Можно лечить тики с помощью фармакологической, поведенческой или комбинированной терапии. Можно в равной степени справиться с симптомами, связанными с СДВГ, с помощью чрезвычайно эффективных лекарств и когнитивно-поведенческой терапии, так же, как и со многими другими. Не всегда добиваемся успеха, но всегда есть план. К сожалению, многие из проблем, которые развиваются у людей, затронутых этим типом нарушений, являются не просто следствием патофизиологии мозга, а явным следствием того, что общество не понимает и не хочет понимать или принимать тех, кто отличается.

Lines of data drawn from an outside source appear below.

PR #738, opened 2020-02-19
Fix Travis badge in README and simplify package README handling

aklenik:

* The Travis badge now points to the .com site
* The package READMEs have been removed. The publishing script copies the root README into every published package directory. So only one README to maintain.


aklenik:
Already merged, but github left this open...

PR #758, opened 2020-03-05
Add script to check/modify package versions

nklincoln:
Bumping versions will be a requirement going forwards, and we should have a script to do this.

This PR provides a script to enable checking version consistency across all packages, and fixing the versions through all packages.

Version level (desired/enforced) is set within the lerna.json file
- we check all packages match this using the command `npm run check-version`
- we fix all packages to the lerna.json file using the command `npm run fix-version`

Provided the lerna.json file is kept up to date, this should help us keep all package versions in step.

Also includes:
- align packages (all included in lerna file)
- align versions in all pacakges
- bump to node10 in travis


aklenik:
@nklincoln Maybe we should move the version check nodejs scripts into the publishing CLI. I've done this in the following branch with a `fix` command. You could expand that into `version fix` and `version check` subcommands. Thoughts?

aklenik:
Covered by #805

PR #1050, opened 2020-10-12
Update node version in image

### LINKED ISSUE #1049: Caliper container failing
If using the caliper image to benchmark, it can fail and result in "hanging" the benchmark execution.

Scenario:
- Follow the tutorial, but apply testing with the caliper image
- Increase the loading applied during the benchmark round

## Observations
Worker logging reveals:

Глава 2. Ты видишь это? Это опасно!
Я не работаю с детьми. Понимаю, что говорим о разных дисциплинах, когда говорим о клинической нейропсихологии взрослых и детской нейропсихологии. Всегда считал, что специализироваться на чем-то гораздо уместнее, чем претендовать на звание эксперта во всем. Поэтому открыто признаю: очень мало знаю детскую нейропсихологию.
Практически всякий раз, когда приходят запросы от отцов или матерей по поводу их маленьких детей, отказываю и направляю к тому или иному из проверенных специалистов в области детской нейропсихологии. Не делать этого, принимать дела из любопытства, считать себя способным справиться со всем или просто за деньги было бы еще одной формой нерадивости и несмирения, несовместимой, как неоднократно повторял, с хорошей практикой в нейропсихологии.
Но при определенных обстоятельствах в некоторых случаях я навещал детей и, очевидно, буду продолжать это делать, если сочту это целесообразным.
Это был один из тех случаев, которые случайно и не являясь частью специальности, становятся хорошим опытом.